▶ Task:
Your answer should be one number: the count of lines in the records that include the word "instance".

▶ Data for this task:
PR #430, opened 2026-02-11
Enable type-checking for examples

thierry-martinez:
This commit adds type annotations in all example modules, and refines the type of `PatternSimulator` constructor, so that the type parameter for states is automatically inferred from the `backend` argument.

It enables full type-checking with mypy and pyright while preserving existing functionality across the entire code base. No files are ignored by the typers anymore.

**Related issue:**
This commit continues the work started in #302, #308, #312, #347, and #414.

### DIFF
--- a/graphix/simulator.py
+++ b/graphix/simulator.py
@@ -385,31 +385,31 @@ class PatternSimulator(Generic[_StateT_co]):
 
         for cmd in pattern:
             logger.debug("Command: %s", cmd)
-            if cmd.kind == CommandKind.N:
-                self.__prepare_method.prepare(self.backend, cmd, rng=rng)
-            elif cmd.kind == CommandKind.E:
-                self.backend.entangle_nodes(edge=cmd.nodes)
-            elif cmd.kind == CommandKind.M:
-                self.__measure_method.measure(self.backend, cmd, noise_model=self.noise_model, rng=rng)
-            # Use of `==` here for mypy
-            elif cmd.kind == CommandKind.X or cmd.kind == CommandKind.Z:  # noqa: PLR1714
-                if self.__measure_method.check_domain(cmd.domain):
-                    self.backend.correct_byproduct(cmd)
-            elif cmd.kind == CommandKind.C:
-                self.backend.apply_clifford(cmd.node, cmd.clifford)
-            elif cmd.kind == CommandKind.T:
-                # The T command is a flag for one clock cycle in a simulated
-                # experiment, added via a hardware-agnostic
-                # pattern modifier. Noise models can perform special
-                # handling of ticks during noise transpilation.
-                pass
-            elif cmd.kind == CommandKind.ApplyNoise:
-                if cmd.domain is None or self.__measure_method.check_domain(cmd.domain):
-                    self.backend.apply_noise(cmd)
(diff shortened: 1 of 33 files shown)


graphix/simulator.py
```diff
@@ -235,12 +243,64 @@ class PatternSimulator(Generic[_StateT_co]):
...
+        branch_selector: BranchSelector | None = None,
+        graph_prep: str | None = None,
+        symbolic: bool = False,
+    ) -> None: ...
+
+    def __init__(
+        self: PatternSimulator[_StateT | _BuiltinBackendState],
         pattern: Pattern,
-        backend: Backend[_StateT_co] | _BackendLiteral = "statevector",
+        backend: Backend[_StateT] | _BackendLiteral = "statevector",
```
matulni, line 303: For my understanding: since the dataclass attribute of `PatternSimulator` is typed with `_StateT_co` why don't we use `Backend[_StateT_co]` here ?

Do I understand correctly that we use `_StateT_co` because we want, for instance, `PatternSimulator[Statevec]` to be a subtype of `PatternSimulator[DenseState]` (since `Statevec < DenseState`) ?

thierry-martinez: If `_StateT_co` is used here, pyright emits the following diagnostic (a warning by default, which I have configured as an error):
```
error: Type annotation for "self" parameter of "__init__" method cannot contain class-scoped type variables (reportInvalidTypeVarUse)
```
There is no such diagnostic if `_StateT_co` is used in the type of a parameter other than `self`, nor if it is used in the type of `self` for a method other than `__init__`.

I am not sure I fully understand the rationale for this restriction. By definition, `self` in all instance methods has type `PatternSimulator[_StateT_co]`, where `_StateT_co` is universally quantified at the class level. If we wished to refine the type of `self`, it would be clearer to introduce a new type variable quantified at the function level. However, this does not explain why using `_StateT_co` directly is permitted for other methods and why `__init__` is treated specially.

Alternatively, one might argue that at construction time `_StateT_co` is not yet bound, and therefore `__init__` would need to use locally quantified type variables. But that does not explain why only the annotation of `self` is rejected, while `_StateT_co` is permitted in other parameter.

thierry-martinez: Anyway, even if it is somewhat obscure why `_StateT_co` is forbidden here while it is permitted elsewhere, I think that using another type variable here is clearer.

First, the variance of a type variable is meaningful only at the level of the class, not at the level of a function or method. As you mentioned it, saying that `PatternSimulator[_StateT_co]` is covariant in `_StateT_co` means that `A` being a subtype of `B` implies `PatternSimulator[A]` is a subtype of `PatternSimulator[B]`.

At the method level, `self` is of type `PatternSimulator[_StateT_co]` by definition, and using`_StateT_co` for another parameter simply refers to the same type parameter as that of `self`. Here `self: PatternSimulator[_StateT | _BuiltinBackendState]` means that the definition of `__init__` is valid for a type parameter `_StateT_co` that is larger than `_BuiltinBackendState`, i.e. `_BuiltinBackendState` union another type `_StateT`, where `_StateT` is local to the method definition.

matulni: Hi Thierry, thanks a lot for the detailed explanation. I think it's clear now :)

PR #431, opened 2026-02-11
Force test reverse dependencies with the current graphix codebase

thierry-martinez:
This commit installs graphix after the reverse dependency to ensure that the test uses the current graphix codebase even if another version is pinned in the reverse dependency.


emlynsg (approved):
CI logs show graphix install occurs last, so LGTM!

▶ Completed exercise:
2